Partial Outage of DRACOON Cloud

Incident Report for DRACOON Cloud

Postmortem

We experienced an issue with DRACOON Cloud on 2025-03-31 from around 07:30 to 08:15. Our team has worked diligently to identify the root cause and implement a resolution. In this post-mortem, we want to share the details of what happened, why it happened, what we did to resolve it, and what we will do to prevent similar incidents in the future.

What happened?
DRACOON Cloud experienced performance degradation during early usage hours, affecting user access and normal operation.

Why did this happen?
Application containers hit memory limits during high traffic periods, causing automatic restarts and service interruptions as the container orchestration system cycled through unhealthy instances. The memory limits were set too conservatively and hadn't been updated to account for certain traffic spikes.

What did we do?
Our engineering team quickly identified the container restart pattern through application logs and monitoring dashboards. We immediately increased the memory limits for affected services and scaled up the number of container replicas to distribute the load.

What can we do to improve?
We will improve our monitoring, update memory limits based on actual usage patterns, and create automated scaling policies that proactively increase resources before hitting limits.

We apologize for any inconvenience this incident may have caused. We are committed to ensuring the stability and reliability of our services and will continue to take proactive measures to prevent similar incidents from happening in the future.
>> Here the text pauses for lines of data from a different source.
Issue #81, opened 2018-10-28
Move plotting functions


TomDonoghue:
There is some plotting scattered around the module - sometimes plotting functions in other module scripts, or plots defined directly inside functions that other things.

This is perhaps not ideal:
- There is no easy way to see, overall what plotting functionality is available in the module
- Plots defined directly in functions break "1 function = 1 task", and also make them harder to apply (can't apply onto existing returned vars, without re-computing)
- Plot functions within specific sub-modules somewhat dilutes the focus of the module (it's not "task" but "task & related plotting").

Recommendation: can we move all plotting things to a `plts` module (or even, folder with multiple sections), and import as needed? Then everything still works as currently, but plots are more organized, and easier to find / apply / maintain. 

Note: If y'all are cool with this - I can do it.

rdgao:
good call - kinda ugly/scattered right now.

srcole:
yeah, i like the idea of a plotting module

srcole:
Will close this issue once plots are moved to their own separate folder, as discuss in #86

PR #86, opened 2018-10-30
Move plots to their own file

TomDonoghue:
WIP for #81 

What is here should be good. 

To do:
- Do we want to add tests for plots?
- Need to double check docs, maybe some updates there. 
- Do we wants to have a flat plts file, as is, or a folder of plot related things, so it would be (for example) `from ndsp.plts.spectral import plot_spectra`. This might have a cleaner organization in the long run.


srcole:
I think smoke tests for plots are good. But nothing more than that. Just show them in the tutorials.

rdgao:
separate plotting folder would be nice, actually. 

We don't have a lot of stuff right now, but I feel like thinking ahead would be beneficial so we don't have to go through this whole exercise again down the road.

TomDonoghue:
Yeh - agreed on having a folder, I'll update to that. 

Tests: yeh, I usually have tests that the plots at least run (don't really check what they plot, that's a bit hard). 

I'll update these.

TomDonoghue:
@srcole & @rdgao 

Can we merge this, and I'll make a separate PR on folder & tests?

Only reason - 'names' branched of here, so could be a conflict if they both go on separate paths when we try to bring them together again.

Issue #79, opened 2018-10-25
filter error unhelpful for transition bandwidth


rdgao:
currently, when a filter length is not long enough for computing transition bandwidth (I assume), it throws an unhelpful error, after the bandwidth warning. This occurs in bandstop filtering but presumably generalizes to the other options too for FIR.

From @tunmiseo 

=UserWarning: Error computing transition bandwidth of the filter. Defined filter length may be too short.
 raise warnings.warn(‘Error computing transition bandwidth of the filter. Defined filter length may be too short.’)
/code/lib/neurodsp/neurodsp/filt.py in filter(x, Fs, pass_type, fc, N_cycles, N_seconds, iir, butterworth_order, plot_frequency_response, return_kernel, verbose, compute_transition_band, remove_edge_artifacts)
   238                 warnings.warn(‘Transition bandwidth is ’ + str(np.round(transition_bw, 1)) + ' Hz. This is greater than the desired pass/stop bandwidth of ' + str(np.round(pass_bw, 1)) + ' Hz’)
   239         except StopIteration:
--> 240             raise warnings.warn(‘Error computing transition bandwidth of the filter. Defined filter length may be too short.’)
   241
   242     # Remove edge artifacts

*TypeError: exceptions must derive from BaseException*

PR #87, opened 2018-10-30
Fix transition band warnings

srcole:
Issue #79


srcole:
So the transition band computation was having problems cause I was too lazy to check if the frequency response ever indeed went below -20dB (the strong attenuation cutoff for the edge of the transition band).

I've updated the code so that it does this now and provides a warning. In the examples below, we see this warning appearing appropriately for a highpass and bandstop filter when the filters are defined to be too short.

image

image


image


image

srcole:
@rdgao @tunmiseo

rdgao:
looks good by eye, and it looks like that original unhelpful error is gone. So I'm cool with merge, and @tunmiseo can test it again.

Issue #83, opened 2018-10-29
clean bursting module


srcole:
Going through PR #80, I noticed a few changes I think should be made to prepare `burst.py` for v1.0
* `detect_bursts()`
    * Should be renamed to something like `detect_bursts_dual_amplitude_threshold` to be consistent with `detect_bursts_bosc`
    * Variable name improvements
        * X → signal
        * Min_osc_periods → min_cycles
        * Devation_type → average_method
    * Threshold parameters should be required
    * Remove algorithm input (only the median method)
    * Remove filter_fn optional input (unnecessary, and only complicates things)
* `detect_bursts_bosc()` I think this should either be labeled as experimental, private, or taken out since it really hasn't been tested or used much at all. Maybe just taken out cause it's a published method by another group (though there is no public code I can find for it)
* `get_stats()` - rename to something more descriptive like `compute_bursting_statistics` and could change a few things

srcole:
I think it would be good to leave BOSC so no one uses it thinking that it's a reliable implementation (because I don't remember testing it much). And if one of us really wants to implement BOSC, then they can just go back to the version of the code before we deleted it and start with it.

TomDonoghue:
I would say keep BOSC, if we have a working implementation of it (we can add more tests). Like, 'FOOOF is better than BOSC' shouldn't just be a sentence we say, it can also have 'and if you want to check, here is a script that compares them using the implementation in NDSP'. We can add a note in the docstring that BOSC is not the best option or something.

TomDonoghue:
Arbitrary filter support:
On this, I mostly defer to you both. I agree that I see no strong reason to support it. If it is already in there though, not clear we need to drop it. 

Also - our current filter function is a beast - it arguable does too many thing. What if we split our current filt func into sub-functions (still with a 'master' function that calls them), and then the pass in a filter function approach could also be a local function - makes more use of that approach.

PR #89, opened 2018-10-30
Clean bursting module

srcole:
Issue #83


srcole:
@TomDonoghue and @rdgao 
I wanted to make some changes as described in Issue #83. Mainly
* I think it's best to take out BOSC because it hasn't really been tested how well it works. And if someone wants to add a reliable BOSC function in the future, then they can go back to pre-v1.0 and build off of this code that we took out
* Changed some variable names and function names to be clearer

Any reasons not to go ahead and merge?

Issue #82, opened 2018-10-28
Variable names


TomDonoghue:
We don't have super consistent variable naming. With a breaking 1.0 release, should we go through and systematize it all to snake_case (so, for example, things like 'N_samples' -> 'n_samples'). 

Also, some specific cases:
- `filter` overwrites the python `filter` function, which can be really problematic.  
  - Especially because NDSP by default imports all functions directly in local namespace, this squashes filter always, meaning you can never use Python filter, and so has side effects / breaks things
- `psd`, as a function, strikes me as not a great name. Elsewhere, `psd` is used as a variable name, and it sounds like data more than a function
  - Heuristic: function names should be 'verb-y', because they do things.

We also have a bunch of single character variables, but this (in some cases), might be fine for the math-y parts, and also some names, like 'Fs', that are non-compliant, but (I think), are inherited from style in scipy.signal, or similar. Do we want to update those names too?

rdgao:
- could either change the name (use ```filter_ts()```) or don't do the auto imports in __init__, so it doesn't squash unless explicitly done.
- ```compute_spectrum``` ? 
- I'm good with all snake case, including changing Fs to fs.

rdgao:
do we have assignments for this? Are @srcole and I cleaning our respective modules, or somebody wants to just do it wholesale?

srcole:
if you can do `filt` and `spectral` and `sim`, I'll do `timefrequency` and `swm` and `laggedcoherence` and `burst`

TomDonoghue:
For consistency between files - wholesale might be better. 

I'm happy to do a first pass, on a branch, and y'all can scroll through and make any tweaks, if you want?

TomDonoghue:
This is a case where working collaboratively on a branch (as opposed to a fork) is probably useful.

TomDonoghue:
Like, this is a case where it might be good to coordinate. I made a branch with a first pass on 'filt'. Are we going with 'filter_signal', for the function name?

There are a couple more single char variables I would like to update (a, b, w, h) - but not sure best new names. Suggestions?

TomDonoghue:
Some particular suggestions - how do we feel about:
- x -> sig
- Fs -> freqs

(I'll update this as I scroll through.)

srcole:
a, b, w, h are common DSP standards, as used in `scipy.signal.freqz()`
https://docs.scipy.org/doc/scipy/reference/generated/scipy.signal.freqz.html

[...]

PR #90, opened 2018-10-30
Update naming

TomDonoghue:
Responds to #82 - update all the names.

Opened the PR to see if/what conflicts with other changes going in. 

Edit: should be pretty much there. I didn't bother with the tests, for now.


srcole:
Just scrolled through it. Good shit, Tom. Thanks so much for going through and improving all that naming!
Was there anything else you wanted to do?
I think it's good to merge.

rdgao:
yep, looks good to me. MVP effort.

TomDonoghue:
I did a last check on the tests last night too. From my perspective this should be good

Because so much code has changed, this is a PR that could use a bit of pushing on - if you want to clone this branch, and check that you can run things without anything changing, that would probably be good. I did also change more names than were explicitly mentioned in #82, so double check I didn't change anything that will annoy you :). 

After that, should be good to merge. This PR does fundamentally break consistency on master, so whenever people clone from now on, related code will need to be updated.

srcole:
The only thing I can think of is that we still have to change the orders of inputs in `sim.py` so that they're consistent across functions, as mentioned in issue #67. But I think that can be done in another PR to close this issue.

This is it for issue #82 , right?

And since all the tests pass that check for consistency with previous versions of the code, I think that tests pretty well that nothing has functionally changed. So I think it's good to merge. And then we can quickly tackle the rest of the issues before releasing 1.0

PR #94, opened 2018-10-31
Move plots to own folder

srcole:
Complete issue #81

does this match what you had in mind, @TomDonoghue ?


TomDonoghue:
Yep - this is what is what I was going for!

If you have any questions or concerns, please don't hesitate to reach out to our support team for assistance.

Posted Sep 09, 2025 - 17:18 CEST

Resolved

The issue with DRACOON Cloud has been fully resolved. All systems are now operating normally. We apologize for any inconvenience this may have caused and appreciate your patience. If you continue to experience any issues, please don't hesitate to reach out to our support team for assistance.
Posted Mar 31, 2025 - 10:56 CEST

Monitoring

The issue with DRACOON Cloud has been resolved, and we are monitoring the situation to ensure it remains stable. We apologize for any inconvenience this may have caused and appreciate your patience.
Posted Mar 31, 2025 - 08:11 CEST

Investigating

We are currently investigating an issue with DRACOON Cloud. Our team is working to gather more information and resolve the issue as quickly as possible. We apologize for any inconvenience this may cause and will provide updates as soon as we have them.
Posted Mar 31, 2025 - 07:30 CEST
This incident affected: API (API (group 01), API (group 02), API (group 03), API (group 04), API (group 05), API (group 06), API (group 07), API (group 08), API (group 09)).